**Requirement:** Start with the first line of the records below. Output each line exactly, ending with the one that contains "We could make".

**Available data:**
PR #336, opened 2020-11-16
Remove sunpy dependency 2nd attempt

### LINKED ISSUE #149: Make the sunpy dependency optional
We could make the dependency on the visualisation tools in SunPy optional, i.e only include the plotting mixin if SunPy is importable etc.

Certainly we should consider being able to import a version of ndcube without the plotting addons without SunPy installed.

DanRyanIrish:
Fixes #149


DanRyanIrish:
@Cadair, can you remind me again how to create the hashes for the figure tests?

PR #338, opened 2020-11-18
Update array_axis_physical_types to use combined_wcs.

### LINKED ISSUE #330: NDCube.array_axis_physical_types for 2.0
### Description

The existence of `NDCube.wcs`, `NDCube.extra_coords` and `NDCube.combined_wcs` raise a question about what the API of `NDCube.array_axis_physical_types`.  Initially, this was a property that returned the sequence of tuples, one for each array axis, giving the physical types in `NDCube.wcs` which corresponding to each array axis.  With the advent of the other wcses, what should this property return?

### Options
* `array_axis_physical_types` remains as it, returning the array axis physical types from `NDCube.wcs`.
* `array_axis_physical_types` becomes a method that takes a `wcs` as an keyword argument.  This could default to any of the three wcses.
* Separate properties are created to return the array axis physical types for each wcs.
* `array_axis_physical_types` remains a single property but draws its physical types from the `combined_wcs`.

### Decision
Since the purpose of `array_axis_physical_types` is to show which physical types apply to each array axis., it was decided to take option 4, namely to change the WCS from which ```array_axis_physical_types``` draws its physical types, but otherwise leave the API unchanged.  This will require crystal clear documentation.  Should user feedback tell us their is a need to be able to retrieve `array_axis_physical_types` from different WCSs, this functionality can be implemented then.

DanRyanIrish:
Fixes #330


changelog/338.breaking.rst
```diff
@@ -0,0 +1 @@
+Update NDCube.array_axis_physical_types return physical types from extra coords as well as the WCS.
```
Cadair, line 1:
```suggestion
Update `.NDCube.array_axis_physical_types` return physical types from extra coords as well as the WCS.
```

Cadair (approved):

**Answer to the exercise:**
PR #336, opened 2020-11-16
Remove sunpy dependency 2nd attempt

### LINKED ISSUE #149: Make the sunpy dependency optional
We could make the dependency on the visualisation tools in SunPy optional, i.e only include the plotting mixin if SunPy is importable etc.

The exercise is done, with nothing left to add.